I learned an extremely simple thing at the Frankfurt Institute for Advanced Studies: if there is a lot of something going on inside or between humans and you don’t understand it, you should pay attention until you do.
The biology committee of our Forum was pursuing the new knowledge “epigenetics.” The are curiousi about our 20,000 bits of DNA that are like toggles (or networks of toggles, technically). What turns them on and off? The answer is not found among those 20,000 codes but in the other 92% of biological stuff that science thought was filler, sort of like the bubble wrap that surrounds the CD from Amazon. That stuff is called the “non-coding” DNA and turns out to be the essence of adaptive humanness. It shapes the human dance at the molecular level. Before anyone even knows there is a dance, the embryo and mother begin to relate in ways that form one and transform the other. The big news is that the process is affected by emotions both positive and stressful. The science is so young, we are only dimmly aware of how this works even in the mother-child dyad. In this most intimate relationship, the dance is esquitely subtle.

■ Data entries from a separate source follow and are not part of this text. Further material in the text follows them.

PR #67, opened 2020-12-02
[e2e] Resurrecting e2e tests on kind with envtest framework

xornivore:
### What does this PR do?

- Added initial tests for testing autoPause and autoFail of canary on pod restarts.

### Motivation

- While envtest control plane tests are great they don't allow us to exercise scenarios that assert on behaviors involving failure cases such as pod restarts.

### Additional Notes

### Describe your test plan

### DIFF
--- a/controllers/extendeddaemonset_e2e_test.go
+++ b/controllers/extendeddaemonset_e2e_test.go
@@ -3,7 +3,7 @@
 // This product includes software developed at Datadog (https://www.datadoghq.com/).
 // Copyright 2016-2019 Datadog, Inc.
 
-// +build !e2e
+// +build e2e
 
 package controllers
 
@@ -13,15 +13,12 @@ import (
 	"fmt"
 	"time"
 
-	"github.com/google/go-cmp/cmp"
 	. "github.com/onsi/ginkgo"
 	. "github.com/onsi/gomega"
 	"sigs.k8s.io/controller-runtime/pkg/client"
 
 	corev1 "k8s.io/api/core/v1"
-	"k8s.io/apimachinery/pkg/api/resource"
 	metav1 "k8s.io/apimachinery/pkg/apis/meta/v1"
-	"k8s.io/apimachinery/pkg/labels"
 	"k8s.io/apimachinery/pkg/types"
 	"k8s.io/apimachinery/pkg/util/intstr"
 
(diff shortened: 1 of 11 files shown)


controllers/suite_e2e_test.go
```diff
@@ -0,0 +1,116 @@
...
+
+func TestAPIs(t *testing.T) {
+	RegisterFailHandler(Fail)
+
+	RunSpecsWithDefaultAndCustomReporters(t,
+		"Controller Suite",
+		[]Reporter{printer.NewlineReporter{}})
+}
+
+var _ = BeforeSuite(func(done Done) {
```
vboulineau, line 53: Are we able to have that in common with the normal tests?

controllers/extendeddaemonset_e2e_test.go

What looks like a very precarious strategy works because it is radicaly social. The child that survives is the one with the best, which is to say loving, …..mom. And the mom that loves best is the one with the best, which is to say loving….mate and they with the most fiercely loving famly, friends and neighbors. That works. And what turns on the choices that make that all go?
Some talk of the “sychronous mind” that may function at the level of groups and even community. “Better than Conscious” is an MIT Press book that came from a 2008 Strungmann Forum. Since then many are exploring how synchrony and choice emerge in groups, often with music, rythm, shared meaning and something like ritual. Sounds like Black Church to me, although it will be several hundred years before one of them allows Yale scientists to hook them up to machines to map their popping peptides and whizzing electrons.
Most religion doesn’t look nearly as useful as non-coding DNA even before it turned out to be epigenetically active. Much is harmless piddle, which is still better than the flamingly stupid fear all religions are capable of fomenting at the most unhelpful times. Still, at the core of every faith that has lasted for more than a couple generations are rituals, songs, practices, norms and celebrations that enourage the wonder of love alive again. The survival of the species does not depend on preaching, thank god. But everywhere you look in humanity, you’ll find spirit. We should pay much closer attention to how it works for birth, growth and thriving of the Whole.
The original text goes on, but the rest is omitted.